Democratic leaders tried to build up momentum for the health care legislation by focusing on insurance companies and their huge profits. But as the debate drags on, all eyes remain fixed on the Senate finance committee and the efforts of its chairman, Max Baucus, to write a bipartisan bill. The NYT writes that the “fate of the health care overhaul largely rests on the shoulders of six senators” who have been gathering in Baucus’ office, where they eat unhealthy snacks while discussing the nation’s health. The deal looks close, but it won’t include a government-run insurance plan and instead would expand health insurance coverage through a network of nonprofit cooperatives. The group of senators is also unlikely to support the idea of a surtax on wealthy Americans to pay for the bill or the requirement that employers offer coverage to their workers.

The WP off-leads a profile of Republican Sen. Jim DeMint from South Carolina, who has fashioned himself as a leader in the fight against overhauling the health care industry. He famously said Republicans could turn health care into Obama’s “Waterloo,” which was seized by Democrats as an example of how Republicans are trying to kill reform. GOP leaders have tried to distance themselves from DeMint, saying they’re not opposed to reform as a whole, just to the Democratic proposals. But DeMint is unapologetic and has seen his popularity grow in conservative circles.

The LAT takes a look at the upcoming “beer summit” that will take place Thursday now that both Sgt. James Crowley of the Cambridge, Mass., Police Department and Harvard scholar Henry Louis Gates Jr. accepted Obama’s offer to discuss the professor’s arrest over a beer at the White House. Administration officials are understandably trying to play down the meeting that “has given new definition to diplomatic mission.” Black leaders have made it clear they won’t be happy if this just turns into a photo-op and Obama doesn’t seize the opportunity to take on the larger issue of racial profiling.

Meanwhile, the 911 call that led to Crowley arriving at Gates’ home was released yesterday and raised new questions. The caller didn’t identify either man that entered the home as black, and even suggested they might have just been having “a hard time with their key.” The caller stayed there until Crowley arrived. Later, Crowley wrote that the caller had told him she saw “what appeared to be two black males with backpacks,” but the caller’s lawyer denies she ever mentioned race.

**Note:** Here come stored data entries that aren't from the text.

PR #182, opened 2021-03-07
[CIP-0037] - Unambiguous name for ERC-20 on Celo chain

aaronmgdr:
Unambiguous name for ERC-20 on Celo chain


zviadm:
Yes! Big +1 to this effort. I have already ran into issues trying to figure out how to message about standardized tokens in Celo Terminal. Calling them ERC20 directly is just going to create further confusion. 

Some notes on actual name:
* Does it need to have "-20" in it? I am guessing most people don't know or care what either "ERC" or "20" is, so not sure if the name needs to have "-20" in it. 

Some other naming options to help with the discussion:
* Celo Standard Tokens (short: CSTs)
  - Celo Core Tokens (or Core Celo Tokens, short: CCTs) can refer to CELO + cUSD + cEUR....
* Celo Tokens (short: cTokens)
 - This can be confusing since cTokens sounds like it would just mean: cUSD/cEUR/...
 - This can also be confused with Compound cTokens
* Celo Fungible Tokens (short: CFTs)
 - This can be useful since it paves way for CNFTs, for Celo Non-Fungible Token standard.

aaronmgdr:
yes very much not set on any particular name. 

like @zviadm suggested I also was thinking abut Celo Standard Token or Celo Token Standard but could see it getting confused with CELO native token. 

I think the benefit of `20` is mostly because the implementations of the standard on other chains have it and it seems like a nice convention to stick with. but Its by no means required in my opinion.

patricknbaron:
I am in favor of keeping the naming convention as close to the original as possible, but clarifying that we're talking about Celo.   For example, ERC20 and ERC721 would be CRC20 and CRC721 respectively.  This approach is intuitive because it doesn't require a new user to learn a new naming convention.

aaronmgdr:
Going to bring this up at the core dev call this week.

CIPs/CIP-0037.md
```diff
@@ -0,0 +1,49 @@
+---
+cip: ?
+title: Unambiguous name for ERC-20 on Celo chain
+author: aaron deruvo, @aaronmgdr, Martin Chrzanowski, etc
```
YazzyYaz: Need Martin's email or github handle, whichever is more preferable.

YazzyYaz (changes requested):

YazzyYaz:
@zviadm @aaronmgdr @patricknbaron would you mind copying over your comments to the issue ticket? When this PR gets merged, your comments will be less easily viewed by the community https://github.com/celo-org/celo-proposals/issues/185

CIPs/CIP-0037.md
aaronmgdr: added

YazzyYaz (approved):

The WSJ fronts word that the Commodity Futures Trading Commission will be releasing a report next month suggesting that speculators are partly to blame for the roller-coaster oil prices. This would mark a reversal for the main U.S. futures-market regulator that issued a report last year that said the price swings were mainly the result of supply and demand. One CFTC commissioner says that report was based on “deeply flawed data.” The paper says this new analysis “reflects shifting political winds” now that Obama has appointed a new chairman who seems determined to shift the commission away from the “hands-off approach” of the Bush years.

The WSJ’s Dennis Berman has a little gem of a story that could very well be called Desperate Housewives: Wall Street about an Ernst & Young partner who was convicted on six counts of securities fraud earlier this year and how he was convicted with the help of testimony from a lover. James Gansman met a Phildaelphia woman, Donna Murdoch, on a Web site for people who want to have extramarital affairs. Gansman and Murdoch began an intense love affair that involved luxury hotels and more than 7,000 phone calls over two years. Gansman worked on huge deals and would often brag about the ones that appeared in the news but gradually got bolder and began leading Murdoch in a guessing game that can only really be described as financier pillow talk. “The game was that I wouldn’t be looking and he would give me hints: The market cap of two billion or market cap of 400 billion, and here’s what they do, and he’d read it to me, and ultimately make sure I guessed,” Murdoch testified. Faced with a lot of debt, Murdoch began to use this information with the help of another man she met on the same affair-seeking Web site. Of course, neither of the men knew about the other. “This is how life really happens,” writes Berman, “and how it gradually, almost unexpectedly, can veer out of control.”